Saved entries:
────

PR #522, opened 2021-12-13
chore: add unit test coverage and enforcement

ssvegaraju:
Issue #, if available:
FHIR-545

Description of changes:
Added workflow for testing code cov and set limit to 0 initially to see what the coverage is at before choosing a limit. 

### DIFF
--- a/.github/workflows/code-coverage.yml
+++ b/.github/workflows/code-coverage.yml
@@ -1,0 +1,17 @@
+#
+#  Copyright Amazon.com, Inc. or its affiliates. All Rights Reserved.
+#  SPDX-License-Identifier: Apache-2.0
+#
+
+name: Code Coverage Report
+
+on: [push, pull_request]
+
+jobs:
+  test:
+    runs-on: ubuntu-latest
+    steps:
+    - uses: actions/checkout@v2 # Check out your repository
+    - run: yarn install # Install dependencies
+    - run: yarn test --coverage # Run test
+    - run: bash <(curl -s https://codecov.io/bash) # Upload to Codecov
--- a/.github/workflows/code-coverage.yml
+++ b/.github/workflows/code-coverage.yml
@@ -5,7 +5,7 @@
 
 name: Code Coverage Report
 
-on: [push]
+on: [push, pull_request]
 
 jobs:
   test:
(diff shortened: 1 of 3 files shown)


nguyen102:
You can check the code coverage by running `yarn test-coverage` locally.

I had to run this to check for the code cov of FHIR repos a couple of weeks ago. You can see my results [here](https://quip-amazon.com/8cKYAMzb0tqM/Chamonix-How-We-Work#temp:C:MTZ725c071e2d4db47a9fcd7d987)

codecov.yml
```diff
@@ -0,0 +1,19 @@
+coverage:
+  round: down
+  precision: 2
+  range: '0...100'
+  status:
+    project:
+      default:
+        # basic
+        target: 0%
```
nguyen102: In the How We Work, I recommended 90% for this. All of our FHIR Works repo have more than 90% coverage.

ssvegaraju: That's super helpful, thanks! Was originally just trying to see what coverage we were at but it didn't occur to me to just use yarn.

codecov.yml
```diff
@@ -1,12 +1,12 @@
...
   round: down
   precision: 2
-  range: '0...100'
+  range: '90...100'
   status:
     project:
       default:
         # basic
-        target: 0%
+        target: 00%
```
nguyen102: Should this be 90? That's the target we're aiming for.

.github/workflows/code-coverage.yml
```diff
@@ -5,7 +5,7 @@
 
 name: Code Coverage Report
 
-on: [push, pull_request]
+on: [push]
```
nguyen102: I think we want the code coverage to run on pull requests as well, so the developer knows if their code coverage meets the guideline before they merge to develop

codecov.yml
ssvegaraju: Yes, that's a typo 😅

.github/workflows/code-coverage.yml
ssvegaraju: That makes sense, I'll put that back in.

nguyen102 (approved):

PR #539, opened 2022-01-05
chore: add unit test coverage and enforcement

ssvegaraju:
Issue #, if available:

Description of changes:
Fixing CodeCov coverage workflow for this repo.


codecov.yml
```diff
@@ -6,7 +6,7 @@ coverage:
     project:
       default:
         # basic
-        target: 90%
+        target: 50%
```
carvantes: why 50%?

carvantes (dismissed):

codecov.yml
ssvegaraju: I think this was a holdover from a previous iteration, just updated it!

codecov.yml
```diff
@@ -6,7 +6,7 @@ coverage:
     project:
       default:
         # basic
-        target: 90%
+        target: 95%
```
carvantes: 95% seems too high. Looking at the report we are currently below that, at 94.84%.
I'd suggest using 90%

carvantes (approved):

PR #557, opened 2022-02-09
feat: subscriptionReaper

ssvegaraju:
Issue #, if available:

Description of changes:
Added a scheduled lambda that only runs if the flag for Subscriptions is set. Uses persistence.getActiveSubscriptions to filter out active subscriptions and persistence.deleteResource to delete expired ones.

**Testing**
- deployed successfully to an AWS account.
- posted a Subscription resource using Postman
- ran the subscriptionReaper Lambda from the lambda interface on the AWS Console
- verified that expected subscription resources appeared from the getActiveSubscriptions call, and were filtered correctly
- ensured that correct subscription resources were deleted based on end date
- ----
- redeployed on a multi-tenant deployment
- ensured all operations on subscriptions ran as expected with the same method as above

### DIFF
--- a/serverless.yaml
+++ b/serverless.yaml
@@ -16,7 +16,7 @@ custom:
   config: ${file(serverless_config.json)}
   useHapiValidator: ${opt:useHapiValidator, 'false'}
   enableMultiTenancy: ${opt:enableMultiTenancy, 'false'}
-  enableSubscriptions: ${opt:enableSubscriptions, 'true'}
+  enableSubscriptions: ${opt:enableSubscriptions, 'false'}
   logLevel: ${opt:logLevel, 'error'}
   enableESHardDelete: ${opt:enableESHardDelete, 'false'}
   patientCompartmentFileV3: 'patientCompartmentSearchParams.3.0.2.json'
--- a/serverless.yaml
+++ b/serverless.yaml
@@ -192,14 +192,17 @@ functions:
       ELASTICSEARCH_DOMAIN_ENDPOINT: !Join ['', ['https://', !GetAtt ElasticSearchDomain.DomainEndpoint]]
       NUMBER_OF_SHARDS: !If [isDev, 1, 3] # 133 indices, one per resource types
     
-    subscriptionReaper:
-      timeout: 30
-      runtime: nodejs14.x
-      description: 'Scheduled Lambda to remove expired Subscriptions'
-      handler: subscriptions/index.handler
-      events:
-        - schedule: rate(5 minutes)
-        - enable: ${self:custom.enableSubscriptions}
+  subscriptionReaper:
+    timeout: 30
+    runtime: nodejs14.x
+    description: 'Scheduled Lambda to remove expired Subscriptions'
+    handler: src/subscriptions/index.handler
+    events:
+      - schedule: rate(5 minutes)
+      - enable: ${self:custom.enableSubscriptions}
+    environment:
+      RESOURCE_TABLE: ${self:custom.resourceTableName}
+      ENABLE_MULTI_TENANCY: !Ref EnableMultiTenancy
 
 stepFunctions:
   stateMachines:
--- a/serverless.yaml
+++ b/serverless.yaml
@@ -16,7 +16,7 @@ custom:
   config: ${file(serverless_config.json)}
   useHapiValidator: ${opt:useHapiValidator, 'false'}
   enableMultiTenancy: ${opt:enableMultiTenancy, 'false'}
-  enableSubscriptions: ${opt:enableSubscriptions, 'false'}
+  enableSubscriptions: ${opt:enableSubscriptions, 'true'}
   logLevel: ${opt:logLevel, 'error'}
   enableESHardDelete: ${opt:enableESHardDelete, 'false'}
   patientCompartmentFileV3: 'patientCompartmentSearchParams.3.0.2.json'
@@ -196,6 +196,7 @@ functions:
     timeout: 30
     runtime: nodejs14.x
     description: 'Scheduled Lambda to remove expired Subscriptions'
+    role: SubscriptionReaperRole
     handler: src/subscriptions/index.handler
     events:
       - schedule: rate(5 minutes)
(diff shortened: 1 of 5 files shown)


src/subscriptions/subscriptionReaper.ts
```diff
@@ -0,0 +1,37 @@
+/*
+ *  Copyright Amazon.com, Inc. or its affiliates. All Rights Reserved.
+ *  SPDX-License-Identifier: Apache-2.0
+ *
+ */
+import { DynamoDbDataService, DynamoDb } from 'fhir-works-on-aws-persistence-ddb';
+
+const enableMultiTenancy = process.env.ENABLE_MULTI_TENANCY === 'true';
+const dbService = new DynamoDbDataService(DynamoDb, false, {
+    enableMultiTenancy,
```
carvantes, line 10: Now that I think of it, we actually need 2 `DynamoDbDataService`. The reaper needs a ddb without `enableMultiTenancy` since it will be deleting subscriptions for all tenants so it must be able to fetch all subscriptions with `getActiveSubscriptions`. 
But a ddb with `enableMultiTenancy` is needed to call `dbService.deleteResource` in order to deleet tenant-specific resources

src/subscriptions/subscriptionReaper.ts
```diff
@@ -0,0 +1,37 @@
...
+        // example format of subscriptions: https://www.hl7.org/fhir/subscription-example.json.html
+        return await Promise.all(
+            subscriptions
+                .filter((s: Record<string, any>) => s.end && currentTime >= new Date(s.end))
+                .map(async (subscription) => {
+                    // delete the subscription as it has reached its end time
+                    return dbService.deleteResource({
+                        resourceType: subscription.resourceType,
+                        id: subscription.id,
+                    });
```
carvantes: I think that we need to pass the `tenantId` from the Subscription here. Otherwise you'll get an error if multi-tenancy is enabled.

src/subscriptions/subscriptionReaper.ts
```diff
@@ -0,0 +1,37 @@
...
+                }),
+        );
+    } catch (e: any) {
+        throw new Error(`Subscription Reaper failed! Error: ${e}`);
+    }
```
carvantes: It's probably fine to just let it crash since we are not truly handling the error. Actually, I think this logs error as a string so it won't show the stack trace. I suggest removing the catch

src/subscriptions/subscriptionReaper.ts
```diff
@@ -0,0 +1,37 @@
...
+    console.log('subscriptionReaper event', event);
+    try {
+        const subscriptions = await dbService.getActiveSubscriptions({});
+        const currentTime = new Date();
+        // filter out subscriptions without a defined end time.
+        // check if subscription is past its end date (ISO format)
+        // example format of subscriptions: https://www.hl7.org/fhir/subscription-example.json.html
+        return await Promise.all(
+            subscriptions
+                .filter((s: Record<string, any>) => s.end && currentTime >= new Date(s.end))
```
carvantes: I think we should consider the case where the end date is not in ISO format. Right now it will always be ignored as it is an `Invalid Date` that cannot be compared with currentTime.

I think this behavior it's ok, but maybe just add a log like "Skipping subscription {id} since end date is not in a valid format: {end.date}"

carvantes (changes requested):

src/subscriptions/subscriptionReaper.ts
ssvegaraju: That makes sense, I added another dbService and handled multitenant deployments as you commented below.

src/subscriptions/subscriptionReaper.ts
ssvegaraju: That makes sense, I removed the try catch block!

src/subscriptions/subscriptionReaper.ts
ssvegaraju: I refactored the filter to log in the case that the condition fails due to no end date or an invalid end date

serverless.yaml
```diff
@@ -191,6 +191,17 @@ functions:
     environment:
       ELASTICSEARCH_DOMAIN_ENDPOINT: !Join ['', ['https://', !GetAtt ElasticSearchDomain.DomainEndpoint]]
       NUMBER_OF_SHARDS: !If [isDev, 1, 3] # 133 indices, one per resource types
+    
+  subscriptionReaper:
```
carvantes, line 195: does this lambda has enough permissions? I think It needs permissions to query the new DDB "activeSubscriptions" index

src/subscriptions/subscriptionReaper.ts
```diff
@@ -0,0 +1,43 @@
...
+    // check if subscription is past its end date (ISO format)
+    // example format of subscriptions: https://www.hl7.org/fhir/subscription-example.json.html
+    return Promise.all(
+        subscriptions
+            .filter((s: Record<string, any>) => {
+                if (s.end && currentTime >= new Date(s.end)) {
+                    return true;
+                }
+                console.log(`Skipping subscription ${s.id} since the end date is not in a valid format: ${s.end}`);
+                return false;
```
carvantes: I don't think this works as expected. 

Looks like a valid date in the future will return false and print the "date is not in a valid format"

carvantes (changes requested):

src/subscriptions/subscriptionReaper.test.ts
```diff
@@ -0,0 +1,90 @@
...
+                id: 'sub2',
+                status: 'requested',
+                end: '2121-01-01T00:00:00Z',
+            },
+        ];
+        const mockGetActiveSubscriptions = jest.fn();
+        const mockDeleteResource = jest.fn();
+        DynamoDbDataService.prototype.getActiveSubscriptions = mockGetActiveSubscriptions;
+        DynamoDbDataService.prototype.deleteResource = mockDeleteResource;
+        mockGetActiveSubscriptions.mockReturnValue(Promise.resolve(subResource));
```
Bingjiling: You can use `mockResolvedValue()` and `mockRejectedValue()` for async functions. Also it's a good idea to mock the value once only so it does not bring unintended side effect to other tests(e.g. `mockResolvedValueOnce()`, `mockReturnValueOnce()` )

serverless.yaml
ssvegaraju: From my testing it did not have enough permissions, so I added a role for it in serverless.yaml.

src/subscriptions/subscriptionReaper.ts
ssvegaraju: I revised the logic to be more clear about the different cases here.

src/subscriptions/subscriptionReaper.test.ts
ssvegaraju: That's a good point, I removed the Promise.resolve and used the mockResolveValueOnce method instead.

src/subscriptions/subscriptionReaper.ts
```diff
@@ -0,0 +1,46 @@
...
+    console.log('subscriptionReaper event', event);
+    const subscriptions = await dbService.getActiveSubscriptions({});
+    const currentTime = new Date();
+    // filter out subscriptions without a defined end time.
+    // check if subscription is past its end date (ISO format)
+    // example format of subscriptions: https://www.hl7.org/fhir/subscription-example.json.html
+    return Promise.all(
+        subscriptions
+            .filter((s: Record<string, any>) => {
+                // if s.end is undefined, new Date(s.end) will throw an error
```
carvantes: Maybe remove this comment. I don't think an error is **thrown** here

carvantes (approved):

────

_What the exercise asks_: Gather each line in the entries above where the string "Apache" is found.

_Written solution_:
+#  SPDX-License-Identifier: Apache-2.0
+ *  SPDX-License-Identifier: Apache-2.0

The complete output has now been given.